Hier ein Link zu nem 24h Duisburg Thread.Dort findest du auch einige Infos dazu...Schau doch einfach mal darein!
MfG


----------



## Zecher (10. August 2006)

Man in Trek schrieb:
			
		

> Hallo,
> da sicherlich ettliche von diesem Forum in Duisburg an den Start gehen werden, würde ich gerne wissen, wie die Beschaffenheit der Strecke ist. Vor allem ob man bei diesen Wetteraussichten  Schlammreifen mitnehmen sollte.
> Vielen Dank und Gruß an alle die noch mitfahren
> Sven


 Hallo,
sind vor ein paar Wochen nach Duisburg gefahren. Hier sind fotos von der Strecke:

http://photofile.ru/users/zecher75/2014690/31852071/

Duisburg2005: 
http://photofile.ru/users/velostrana/545482/11070311/

ist zwar auf Russisch, aber die Navigation dürfte nicht schwer sein. Viele Grüße.


----------



## Vaderchen (10. August 2006)

Man in Trek schrieb:
			
		

> Suuuuuper, ist der Schotter eher fein oder grob, oder sogar frisch aufgeschüttet???
> Fragen über Fragen
> 
> Bis Duisburg



Derzeit ist der Weg mit eher wenig Schotter bedeckt. Der Hügel beim Start/Ziel Bereich ist ziemlich ausgewaschen und teilweise rutschig.
Das einzige was sehr rutschig ist, ist der Weg über den Möllerbunkern, da Eisenplatten. 

Man sieht sich (wohn 400m Entfernt vom LPN  )  .


----------



## scp (13. August 2006)

Das Rennen ist vorbei.

Hier sind meine Bildchen:http://www.gonzofoto.de/Bilder/dburg_2006

Grüße aus Ratingen


----------



## Christer (13. August 2006)

scp schrieb:
			
		

> Das Rennen ist vorbei.
> 
> Hier sind meine Bildchen:http://www.gonzofoto.de/Bilder/dburg_2006
> 
> Grüße aus Ratingen



Super Fotos  

Gruß

SR


----------



## Becci (13. August 2006)

wirklich spitzenfotos!!!danke!!

gruß
becci(mit dem ross)


----------



## Der böse Wolf (13. August 2006)

Ja, danke für die Fotos. Ich musste nur gut 650 Bilder durchschauen um mich endlich zu finden


----------



## Vaderchen (13. August 2006)

Ich finde das Wochenende hat sich gelohnt.


----------



## MTB-News.de




----------



## Levty (14. August 2006)

Pff...8ter fahrer 
Hehe. Hat aber im Nachhinein Spaß gemacht.


----------



## Man in Trek (14. August 2006)

Da oben stand ich auch, hihi, als 3. in der 2er Mixed-Wertung von 3 Teams!!! War aber ein Super-Wochenende und vor allem war das Wetter nicht so schlimm wie vorausgesagt!!!


----------



## mad_borris (14. August 2006)

Spitzen-Typ !

Hättest Du Dich um die Zeitnahme gekümmert, gäb´s wohl auch schon eine Ergebnisliste.


TsTsTkyder...

BIG THX !


----------



## Stiffler2409 (14. August 2006)

Hier mal noch ein paar Bilder von unserm Team ERROR und der Strecke...


----------



## Silent (13. September 2006)

Wenn irgendjemand der Teilnehmer einen Bericht erwartet in der MountainBike (Abonenten bekommen sie morgen), der wird herbe enttäuscht sein.
4-5 Sätze, nur die Hälfte der Ergebnisse (alle Mixed und Frauenwertungen fehlen) und ein kleines Foto war der MountainBike als Medienpartner das Event wert.
Ach so, ein kleiner Hinweis auf die Webseite vom Rennen ist noch enthalten.

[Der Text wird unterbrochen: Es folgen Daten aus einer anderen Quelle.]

Issue #960, opened 2024-12-05
Add high-level documentation of system components and functions


KlaasH:
This project has a fair number of components, and the overall shape of what they are and how they fit together is not currently documented in the main README or the ADRs, and having that written down is going to be important for enabling new people to work on the project.

So the task is to create a new documentation page cataloguing the components of the system and describing, in low-to-moderate detail, how they're set up and how they relate to each other.

KlaasH:
I decided to draft this in Google Docs rather than make a Markdown file, since it's easier to iterate with comments and suggestions in Docs than in a PR.

So [here's the draft](https://docs.google.com/document/d/1CvDxXiUBZZsFmNuDWs-OqU_LAn4rvYHYka0ry1KTyI8/edit?usp=sharing), and my proposed process is that @aaronxsu read through and make suggestions there, and once we've worked through a round of that I'll convert it to a Markdown file in `docs/` and make a PR.

aaronxsu:
@KlaasH thanks for drafting the doc. I had a good read and feel like I learned from it. I added some questions and suggestions in the doc. So please take a look when you have a chance!

PR #968, opened 2025-03-14
Add high-level documentation of system components

KlaasH:
## Overview

Not much to add here. It's a new file in `docs/` with a high-level (high- to mid-level? mostly high-level) overview of the system components, per issue #960.  Hopefully it's helpful.


docs/SystemComponentsOverview.md
```diff
@@ -0,0 +1,104 @@
...
+
+### Django Q
+
+In addition to the Django service, we also run a [Django Q](https://django-q.readthedocs.io/en/latest/) service to handle some of the processing tasks that are triggered by API interactions but won’t fit in a request/response cycle. Namely:
+
+- Processing batch files, by opening them up, saving each geometry as a neighborhood, and submitting a Batch job for each.
+- Loading analysis imports, which includes opening the neighborhood_ways and neighborhood_census_blocks shapefiles and writing their contents to the database.
```
aaronxsu, line 91: Minor, but might be good to add quotation marks around neighborhood_ways and neighborhood_census_blocks - like what you did elsewhere in the doc

aaronxsu (approved):
Reviewed the google doc version and read the md version again just now. Good to go.

docs/SystemComponentsOverview.md
KlaasH: I think I like it better as `neighborhood_ways` in these references to the shapefiles, but still "neighborhood_ways" in the first reference because there I'm drawing attention to it as a name, rather than a file, so quotes make more sense to me. Not wedded to it, though, so quotes everywhere or backticks everywhere would also be fine.

PR #2810, opened 2026-07-15
fix: rename the codegen script to script/Build.sol

thedavidmeister:
rainlanguage/rainix#272 (merged, `ef89e90`) made `rainix-copy-artifacts` require the codegen script to be `script/Build.sol`, matched exactly. This repo's script is `script/BuildPointers.sol`, so its `copy-artifacts` job now **errors** until renamed.

That guard replaced an `if: hashFiles('script/BuildPointers.sol')` gate whose failure mode was worse than a red: a repo whose script didn't match that exact name had regeneration **silently skipped**, and the "committed artifacts match freshly built" assert then passed having regenerated nothing — a green over an unchecked tree.

## Change

- `script/BuildPointers.sol` -> `script/Build.sol`, `contract BuildPointers` -> `contract Build`.
- References to the script updated (docs, comments, and any invocation).

The generated `src/generated/*.pointers.sol` files are deliberately **untouched**. Their `AUTOGENERATED BY ./script/BuildPointers.sol` header is emitted by this repo's pinned `rain-sol-codegen`, which still writes that name, so regeneration reproduces them byte-for-byte and `copy-artifacts` stays green. The header and the `.pointers.sol` suffix change when this repo bumps to codegen 0.1.4+ (rainlanguage/rain.sol.codegen#31), which is separate work.

The name: the generated file is a set of constants for a contract, and only the interpreter/word repos generate an actual function pointer table — so "pointers" named the exception rather than the thing.

### DIFF
--- a/.github/workflows/copy-artifacts.yaml
+++ b/.github/workflows/copy-artifacts.yaml
@@ -4,6 +4,6 @@ jobs:
   copy-artifacts:
     # Build from committed sources and assert the committed meta/pointer
     # artifacts are still current. The meta hook is `script/build-meta.sh`;
-    # pointers + abis use the upstream BuildPointers.sol convention.
+    # pointers + abis use the upstream Build.sol convention.
     uses: rainlanguage/rainix/.github/workflows/rainix-copy-artifacts.yaml@main
     secrets: inherit
--- a/CLAUDE.md
+++ b/CLAUDE.md
@@ -41,8 +41,8 @@ address + codehash. Do the whole cascade without asking:
 
 1. **Regenerate artifacts** — the canonical `rainix-copy-artifacts` sequence, in
    `nix develop github:rainlanguage/rainix#sol-shell`: `forge soldeer install` →
-   `script/build-meta.sh` → `forge script script/Build.sol` →
-   `forge build` → `forge script script/CopyArtifacts.sol --ffi` (if present) →
+   `script/build-meta.sh` → `forge script script/Build.sol` → `forge build` →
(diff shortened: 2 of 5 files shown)


thedavidmeister:
Reviewed 52b07a8ab6f0038176537fd77e49c21fa9684c88: rename only, no behavior change — merge

Diff read in full. Five files, and nothing outside the script's name:

- `script/BuildPointers.sol` -> `script/Build.sol`, `contract BuildPointers` -> `contract Build` (98% similarity, body untouched).
- Four references updated: a comment in `.github/workflows/copy-artifacts.yaml`, a `CLAUDE.md` step (denofmt reflowed the line), a `foundry.toml` comment, and the `RaindexV6FreshTest` doc comment.

No generated artifact, no `src/generated/<tag>/` frozen snapshot dir, and no Solidity outside `script/` is touched — so the rainix#268 append-only gate has nothing to see and no bytecode moves.

Why it is needed: rainlanguage/rainix#272 (merged, `ef89e90`) matches the codegen script by exact name and errors if a repo commits `src/generated/` without `script/Build.sol`. It replaced an `if: hashFiles('script/BuildPointers.sol')` guard whose failure mode was silent — a repo whose script did not match that exact name had regeneration SKIPPED, and the currency check then passed having regenerated nothing.

Checks: 16/16 pass, including `copy-artifacts` with `Regenerate generated sources: success` — the step now runs, so the assert compares a freshly regenerated tree against the committed one. No failing checks; mergeable.

Human approval for merge was given separately ("merge all", over a queue naming this PR). This comment is the hook's required self-review artifact, pinned to the head SHA — not a substitute for that approval.

PR #2825, opened 2026-07-30
perf: add bounded oracle HTTP client

findolor:
## Why

Oracle-backed quote preparation currently creates a fresh HTTP client for every
pair and has no reusable bounded execution primitive. This adds connection-pool
reuse and a conservative per-origin limit before the quote sweep is made
concurrent.

## What changed

- add a reusable `OracleClient` backed by one native/WASM-compatible reqwest
  connection pool
- cap oracle POSTs at eight in flight per origin across independently created clients
- add ordered bounded execution that avoids head-of-line blocking
- route the existing single and batch APIs through the shared client without
  changing their signatures, timeout, response validation, or status handling
- add deterministic tests for the concurrency bound, shared limiter, positional
  stability, partial failure isolation, and slow-leading-request behavior

## Intentionally unchanged

- configured oracle URLs are not assumed to support batch request bodies
- no retries are added for 429/503 or other failures because the endpoint
  contract does not declare POST idempotency
- signed-context and chain quote behavior are unchanged in this prerequisite PR

## Local verification

- `cargo test -p raindex_quote --lib` — 63 passed
- `cargo clippy -p raindex_quote --all-targets --all-features -- -D warnings -D clippy::all`
- `cargo fmt --all -- --check`
- `nix develop .#wasm-shell -c bash -c 'CARGO_TARGET_WASM32_UNKNOWN_UNKNOWN_RUNNER=wasm-bindgen-test-runner cargo test --target wasm32-unknown-unknown --lib -p raindex_quote'`
- `rainix-rs-static`

## Review focus

Please pay particular attention to the per-origin limit of eight, indexed
`buffer_unordered` ordering restoration, and native/WASM client reuse.

## Summary by CodeRabbit

* **Performance**
  * Oracle requests now reuse shared HTTP resources for improved efficiency.
  * Concurrent requests are bounded, with configurable limits for improved stability under load.

* **Reliability**
  * Batch results preserve their original request order.
  * Individual request errors are reported without blocking other requests.
  * Requests now validate endpoints, apply timeouts, and redact sensitive URL details from errors.
  * Response handling and request validation are more consistent.

### DIFF
--- a/crates/quote/src/oracle.rs
+++ b/crates/quote/src/oracle.rs
@@ -1,18 +1,42 @@
 use alloy::primitives::{Address, Bytes, FixedBytes, U256};
 use alloy::sol_types::SolValue;
+use futures::{stream, StreamExt};
+use once_cell::sync::{Lazy, OnceCell};
 use raindex_bindings::IRaindexV6::{OrderV4, SignedContextV1};
 use raindex_subgraph_client::types::common::SgOrder;
 use reqwest::Client;
 use serde::{Deserialize, Serialize};
+use std::{
+    collections::HashMap,
+    future::Future,
+    num::NonZeroUsize,
+    sync::{Arc, Mutex, Weak},
+    time::Duration,
+};
+use tokio::sync::Semaphore;
 use url::Url;
+
+/// Default maximum number of concurrent oracle HTTP requests per caller and
+/// oracle origin.
+///
+/// Eight allows meaningful overlap for quote pages while keeping pressure on
+/// each oracle service conservative. Native clients share each origin's limit
+/// across the process; WASM clients share it within one module instance.
+pub(crate) const ORACLE_REQUEST_CONCURRENCY_LIMIT: usize = 8;
+const ORACLE_REQUEST_TIMEOUT: Duration = Duration::from_secs(10);
+
+static ORACLE_HTTP_CLIENT: OnceCell<Client> = OnceCell::new();
+type OracleRequestSemaphores = Mutex<HashMap<String, Weak<Semaphore>>>;
+static ORACLE_REQUEST_SEMAPHORES: Lazy<Arc<OracleRequestSemaphores>> =
+    Lazy::new(|| Arc::new(Mutex::new(HashMap::new())));
 
 /// Validate that an oracle URL is safe to POST to.
 /// Only http and https schemes are allowed to prevent SSRF.
-fn validate_oracle_url(url: &str) -> Result<(), OracleError> {
+fn validate_oracle_url(url: &str) -> Result<Url, OracleError> {
     let parsed =
         Url::parse(url).map_err(|e| OracleError::InvalidUrl(format!("Cannot parse URL: {e}")))?;
     match parsed.scheme() {
-        "http" | "https" => Ok(()),
+        "http" | "https" => Ok(parsed),
         scheme => Err(OracleError::InvalidUrl(format!(
             "Unsupported scheme '{scheme}', only http and https are allowed"
         ))),
@@ -22,14 +46,37 @@ fn validate_oracle_url(url: &str) -> Result<(), OracleError> {
 /// Error types for oracle fetching
 #[derive(Debug, thiserror::Error)]
 pub enum OracleError {
-    #[error("HTTP request failed: {0}")]
-    RequestFailed(#[from] reqwest::Error),
+    #[error("HTTP request to {endpoint} failed: {source}")]
+    RequestFailed {
+        endpoint: String,
+        #[source]
+        source: reqwest::Error,
+    },
+
+    #[error("Failed to build oracle HTTP client: {0}")]
+    ClientBuildFailed(#[source] reqwest::Error),
 
     #[error("Invalid oracle URL: {0}")]
     InvalidUrl(String),
 
     #[error("Invalid oracle response: {0}")]
     InvalidResponse(String),
+}
+
+fn request_failed(endpoint: &str, source: reqwest::Error) -> OracleError {
+    OracleError::RequestFailed {
+        endpoint: endpoint.to_owned(),
+        source: source.without_url(),
+    }
+}
+
+fn sanitized_endpoint(url: &Url) -> String {
+    let mut endpoint = url.clone();
+    let _ = endpoint.set_username("");
+    let _ = endpoint.set_password(None);
+    endpoint.set_query(None);
+    endpoint.set_fragment(None);
+    endpoint.into()
 }
 
 /// JSON response format from an oracle endpoint.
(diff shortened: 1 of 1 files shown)


findolor:
* **#2826** <a href="https://app.graphite.com/github/pr/rainlanguage/raindex/2826?utm_source=stack-comment-icon" target="_blank">Graphite</a>
* **#2825** <a href="https://app.graphite.com/github/pr/rainlanguage/raindex/2825?utm_source=stack-comment-icon" target="_blank">Graphite</a> 👈 <a href="https://app.graphite.com/github/pr/rainlanguage/raindex/2825?utm_source=stack-comment-view-in-graphite" target="_blank">(View in Graphite)</a>
* `main`
<hr />

You must have a Graphite account in order to use the merge queue. Sign up using [this link](https://app.graphite.com/invite/github/rainlanguage?ref=merge-queue-instructions-in-stack-comment&prId=2825).

<h2></h2>
<sub>

</sub>

<sub>

</sub>

<h2></h2>

crates/quote/src/oracle.rs
```diff
@@ -54,6 +75,151 @@ impl From<OracleResponse> for SignedContextV1 {
...
+
+        Ok(response.into_iter().map(Into::into).collect())
+    }
+}
+
+fn build_http_client() -> Result<Client, reqwest::Error> {
+    let builder = Client::builder();
+    #[cfg(not(target_family = "wasm"))]
+    let builder = builder.timeout(std::time::Duration::from_secs(10));
+    builder.build()
```
0xgleb: should fix: the 10s timeout is native-only, but the permit from the shared semaphore is held across the whole `send()` + `error_for_status()` + `json()` body read. On wasm there's no client timeout and no per-request timeout, so a stalled fetch holds its permit forever. Eight of those exhaust the pool and every later oracle request in the module blocks at `acquire().await`, including ones pointing at healthy endpoints. Before this PR a stalled call only affected its own caller, so the shared limiter turns a single hung request into a permanent module-wide stall in the browser build. Either apply `.timeout(Duration::from_secs(10))` per request (reqwest 0.12 backs this with `AbortSignal` on wasm) or wrap the inner future in `tokio::time::timeout` inside `with_request_permit` so the permit is always released.

crates/quote/src/oracle.rs
```diff
@@ -54,6 +75,151 @@ impl From<OracleResponse> for SignedContextV1 {
...
+    /// only its own slot. Requests run through the global concurrency limiter.
+    pub async fn fetch_signed_contexts(
+        &self,
+        requests: Vec<OracleRequest>,
+    ) -> Vec<Result<SignedContextV1, OracleError>> {
+        let requests = requests.into_iter().map(|request| async move {
+            self.fetch_signed_context(&request.url, request.body).await
+        });
+
+        collect_bounded(requests, ORACLE_REQUEST_CONCURRENCY_LIMIT).await
```
0xgleb: should fix: `fetch_signed_contexts` and `OracleRequest` have no callers at this commit and no test. `order_quotes.rs` still awaits `fetch_signed_context` inline inside the nested validInputs x validOutputs loop, so oracle fetches for a quote page are still fully sequential and the headline benefit isn't reachable yet. The untested part is also the interesting part, because `buffer_unordered(8)` and the eight-permit global semaphore are two separate bounds that interact. I'd either wire up the consumer in this PR or keep these `pub(crate)` until it lands, so the published surface only grows once it has a user.

crates/quote/src/oracle.rs
```diff
@@ -32,6 +47,12 @@ pub enum OracleError {
     InvalidResponse(String),
 }
 
+impl From<reqwest::Error> for OracleError {
+    fn from(error: reqwest::Error) -> Self {
+        Self::RequestFailed(error.without_url())
```
0xgleb: should fix: `without_url()` strips the endpoint from every reqwest error, not just the credential. Nothing downstream re-adds it, because `order_quotes.rs` logs only the pair indices and the error, and the URL is per-order metadata. A batch quote spanning orders with different oracles then produces failures reading just `HTTP request failed: HTTP status server error (503)`, with no way to tell which endpoint is down. The redaction goal is right but the granularity is too coarse. You already hold the parsed `Url` in `fetch_responses`, so build a sanitized endpoint (clear query, username, password) and make the variant `RequestFailed { endpoint, #[source] source }` constructed there rather than via a blanket `From`. Worth extending the redaction test to assert host and path survive while the api_key doesn't.

crates/quote/src/oracle.rs
```diff
@@ -1,18 +1,33 @@
...
 
+/// Maximum number of oracle HTTP requests in flight across the process.
+///
+/// Eight allows meaningful overlap for quote pages while keeping pressure on
+/// shared oracle services conservative. The same limit applies across all
+/// [`OracleClient`] instances.
+pub const ORACLE_REQUEST_CONCURRENCY_LIMIT: usize = 8;
+
+static ORACLE_HTTP_CLIENT: OnceCell<Client> = OnceCell::new();
+static ORACLE_REQUEST_SEMAPHORE: Lazy<Arc<Semaphore>> =
```
0xgleb: should fix: this semaphore is keyed on nothing, so eight in-flight requests to one unresponsive oracle block requests to every other oracle in the process. Orders carry their own URL via `extract_oracle_url`, so unrelated healthy endpoints queue behind up to 10s of dead time per slot on native. That reintroduces across endpoints exactly the head-of-line blocking `collect_bounded` removes within a batch. Keying the limiter by `url.origin().ascii_serialization()` in a map of semaphores, acquired in `fetch_responses` after `validate_oracle_url` hands back the parsed `Url`, would keep the cap per host instead.

crates/quote/src/oracle.rs
```diff
@@ -54,6 +75,151 @@ impl From<OracleResponse> for SignedContextV1 {
...
+/// concurrency limiter.
+#[derive(Clone)]
+pub struct OracleClient {
+    client: Client,
+    request_semaphore: Arc<Semaphore>,
+}
+
+/// One independent oracle POST prepared for bounded execution.
+pub struct OracleRequest {
+    url: String,
```
0xgleb: minor: `OracleRequest` holds `url: String` even though `validate_oracle_url` now returns a parsed `Url`, so that value gets thrown away and re-derived on every fetch. `OracleRequest::new("not-a-url".into(), body)` constructs fine and only fails once the batch is being driven, surfacing as one error slot among many rather than at the point the caller made the mistake. Storing the validated `Url` and validating in the constructor would move that failure to where it can be acted on.

crates/quote/src/oracle.rs
```diff
@@ -1,18 +1,33 @@
...
+use std::{future::Future, sync::Arc};
+use tokio::sync::Semaphore;
 use url::Url;
 
+/// Maximum number of oracle HTTP requests in flight across the process.
+///
+/// Eight allows meaningful overlap for quote pages while keeping pressure on
+/// shared oracle services conservative. The same limit applies across all
+/// [`OracleClient`] instances.
+pub const ORACLE_REQUEST_CONCURRENCY_LIMIT: usize = 8;
```
0xgleb: minor: there's no way to raise or lower this per caller, which is inconsistent with how the same quote sweep already handles concurrency, since `get_order_quotes` threads a caller-supplied `chunk_size: Option<usize>` for RPC batching. Once the sweep goes concurrent, a bulk CLI run and an interactive webapp request share one fixed budget of 8 with no fairness, and a workload needing a different bound has to patch and release this crate. Threading a limit through `OracleClient::new` defaulting to 8 would match the existing pattern.

crates/quote/src/oracle.rs
```diff
@@ -54,6 +75,151 @@ impl From<OracleResponse> for SignedContextV1 {
...
+where
+    F: Future<Output = T>,
+{
+    let mut results = stream::iter(
+        futures
+            .into_iter()
+            .enumerate()
+            .map(|(index, future)| async move { (index, future.await) }),
+    )
+    .buffer_unordered(limit.max(1))
```
0xgleb: minor: `limit: usize` admits `0`, and `.max(1)` silently rewrites it to 1 instead of rejecting it. The guard exists because the type allows a value the function can't honour. `NonZeroUsize` makes it unrepresentable, drops the fudge, and puts the contract in the signature.

crates/quote/src/oracle.rs
```diff
@@ -1,18 +1,33 @@
...
 use reqwest::Client;
 use serde::{Deserialize, Serialize};
+use std::{future::Future, sync::Arc};
+use tokio::sync::Semaphore;
 use url::Url;
 
+/// Maximum number of oracle HTTP requests in flight across the process.
+///
+/// Eight allows meaningful overlap for quote pages while keeping pressure on
+/// shared oracle services conservative. The same limit applies across all
```
0xgleb: nit: on wasm each module instantiation gets its own copy of these statics, so the ceiling is per instance rather than per process or per tab. Since the webapp is a first-class consumer here, someone sizing oracle capacity from this comment would underestimate peak concurrency by the number of live instances. Worth saying per module instance.

0xgleb (changes requested):

JuaniRios (approved):

crates/quote/src/oracle.rs
```diff
@@ -54,6 +101,211 @@ impl From<OracleResponse> for SignedContextV1 {
...
+            })
+    }
+
+    async fn with_request_permit<F, T>(&self, url: &Url, request: F) -> T
+    where
+        F: Future<Output = T>,
+    {
+        let request_semaphore = self.request_semaphore(url);
+        let _permit = request_semaphore
+            .acquire()
```
0xgleb, line 182: minor: acquire() waits outside the 10s reqwest timeout, so under same-origin contention a call can sit in the semaphore queue for much longer than ORACLE_REQUEST_TIMEOUT before send() even starts. Cancellation still works if the parent drops, and other origins stay isolated, but the constant is not an end-to-end bound. Worth documenting that, or giving acquire its own deadline once the concurrent sweep lands.

0xgleb (approved):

Damit beweißt ja die MountainBike wieder einmal ihre Kompetenz in Sachen Berichterstattung


----------



## flämischer löwe (13. September 2006)

Ja, stimmt ich habe auch eine große Berichterstattung erwartet. Das was da geboten wird ist Peinlich.
Es war aber eigentlich auch so zu erwarten, da diese Zeitschriften uns nur aufs Auge drücken wollen, was man haben sollte um in (cool) zu sein.


----------



## MTB-News.de




----------



## easymtbiker (13. September 2006)

danke für info, dann brauch ich die ausgabe nicht kaufen. n kurzer blick im kiosk scheint ja zu genügen.....
ich mein, vom journalistischem waren diese bunten werbeblättchen noch nie so der bringer, aber nich mal vom eigenem event berichten


----------



## Silent (13. September 2006)

easymtbiker schrieb:
			
		

> danke für info, dann brauch ich die ausgabe nicht kaufen. n kurzer blick im kiosk scheint ja zu genügen.....
> ich mein, vom journalistischem waren diese bunten werbeblättchen noch nie so der bringer, aber nich mal vom eigenem event berichten


Da lohnt der Blick kaum 
Damit du es nicht übersiehst: steht am Anfang, Seite 4 oder 5. Klein, ganz unten.
Du stehst zwar drin, aber ohne Teamname.


----------



## Levty (13. September 2006)

Martin, ich schenk dir dieses bunte Papier, ok?


----------



## elli 25460 (13. September 2006)

hallo zusammen,
ich bzw wir fahren am Wochenende zum ersten mal ein 24 h rennen auf dem Nürburgring. Wir sind ein 4er Team. Meine Frage ist: wie lange fährt jeder am besten gibts irgentwelche Anhaltspunkte damits am Streß freiesten ist? Keine Ahnung wir dachten schon mal so ne Stunde pro nase. Wer kann mir was sagen?
Gruß
Elli
PS: weibl. 46 der rest des Teams männl 46


----------



## easymtbiker (13. September 2006)

@elli: am effektivsten ist jeder 45min fahren, dann der nächste. die ganzen 24h durch.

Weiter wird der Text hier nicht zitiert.